**Task requirements**
Return the data below exactly, but only from the line containing "Model/harness: Muse Spark" through the line containing "await service.initialize();", with both of those lines included.

**Given data**
┌────────

PR #232, opened 2026-09-04
refactor(backend): extract AgentService core into eight controllers

NorbertBodziony:
## What

Continues #217: `src/backend/agent-service.ts` goes from 2472 to 1241 lines. The facade keeps the public API (`new AgentService(...)` call sites untouched) and event emission; each extracted controller owns one concern behind a `*`Hooks interface and never imports the facade:

| Controller | Owns |
|---|---|
| `ImageGenRuntime` | streaming image-gen items, interrupt flags, operation map |
| `DeltaBuffer` | delta coalescing (100 ms debounce / 8 KiB cap), per-turn flush |
| `MailboxSync` | mailbox↔snapshot merge, `emitQueue`, delivery retry |
| `BootRecovery` | unresolved deliveries, persisted-turn recovery, provider-history backfill |
| `AttachmentGateway` | `attach_files_to_response` + TOCTOU-safe file open + in-flight dedup |
| `ThreadLifecycle` | ensure/resume/retire/recovery, handoff budget, runtime refresh |
| `DrainScheduler` | mayDrain guard composition, schedule/drain/startDelivery (takes `ThreadLifecycle` directly) |
| `TurnLifecycle` | notifications, turn completion, association, agent-to-agent relay |

`#emit`/`#emitError`/`#emitRuntimeSnapshot` stay on the facade (one-liners over `EventEmitter`). No migrations, no IPC/contract changes, no renderer/mobile surfaces.

## Verification

- `bunx tsc --noEmit -p tsconfig.node.json` clean; commit-hook `typecheck:*` (all projects) green
- `bunx biome check src/backend/agent-service.ts src/backend/agent/` clean (35 files)
- Narrow suites, all green: `agent-service.queue` (23), `restart` (8), `routines` (15), `providers` (11), `questions` (2), `agent/provider-runtime` (8), `agent/routine-scheduler` (6)
- Watch-it-fail per slice, each red for the intended reason before restore (mayDrain→16 red, handoff summary, attachment isWithin boundary, ack-failed-turn, delta/image paths). One lesson: breaking `activeTurnId` clearing hangs the suite instead of failing fast — the barriers hold, just slowly.

Review follow-up (a2c94bad): restored the `sortConversationMessages` call `AttachmentGateway` dropped between the message push and the persist, and removed three hook members with no readers (`ThreadLifecycle.setPendingHandoff`, `DrainHooks.emit`, `ImageGenHooks.emit`) with their facade wiring.

Known gaps the move exposed (no new tests added per the default-no-test rule): the `queue-changed` emit line, `syncDeliveryMessage` turnId sync, the duplicate-attachment-path guard, and attachment ordering within a turn are not pinned by the suite — candidates for follow-up assertions.

Model/harness: Muse Spark via opencode, backend node vitest only.

### DIFF
--- a/src/backend/agent-service.queue.test.ts
+++ b/src/backend/agent-service.queue.test.ts
@@ -472,6 +472,8 @@ describe.sequential("AgentService: queue", () => {
       clients.set(provider, client);
       return client;
     });
+    const events: AgentEvent[] = [];
+    service.on("event", (event) => events.push(event));
     await service.initialize();
 
     await service.sendMessage({ botId: "chief", text: "Question 1" });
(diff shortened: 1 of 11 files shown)


NorbertBodziony:
Both remaining findings are addressed in a2c94bad.

**P2 — attachment sorting.** Confirmed against pre-split `agent-service.ts:1383`: the extraction dropped the `sortConversationMessages(snapshot.messages)` that sat between the `push` and the persist. Restored in the same position. The catch path already used `findIndex`, so it is sort-safe.

**P3 — dead API surface.** `ThreadLifecycle.setPendingHandoff`, `DrainHooks.emit` and `ImageGenHooks.emit` had no readers; removed along with their facade wiring and the `AgentEvent` imports that became unused in `drain-scheduler.ts` and `image-gen-runtime.ts`.

No test added for the sort: nothing in the suite pinned attachment ordering before the split either, and reproducing it needs a mailbox append interleaved into the awaited file opens. It stays on the known-gaps list in the description.

Verification: `bunx tsc --noEmit -p tsconfig.node.json` clean, commit-hook `typecheck:*` (all projects) green, `bunx biome check src/backend/agent-service.ts src/backend/agent/` clean (35 files), and the seven narrow suites green (73 tests: queue, restart, routines, providers, questions, agent/provider-runtime, agent/routine-scheduler).

Model/harness: Claude Opus 5 via Claude Code.

/norbiai review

└────────

**Response**
Model/harness: Muse Spark via opencode, backend node vitest only.

### DIFF
--- a/src/backend/agent-service.queue.test.ts
+++ b/src/backend/agent-service.queue.test.ts
@@ -472,6 +472,8 @@ describe.sequential("AgentService: queue", () => {
       clients.set(provider, client);
       return client;
     });
+    const events: AgentEvent[] = [];
+    service.on("event", (event) => events.push(event));
     await service.initialize();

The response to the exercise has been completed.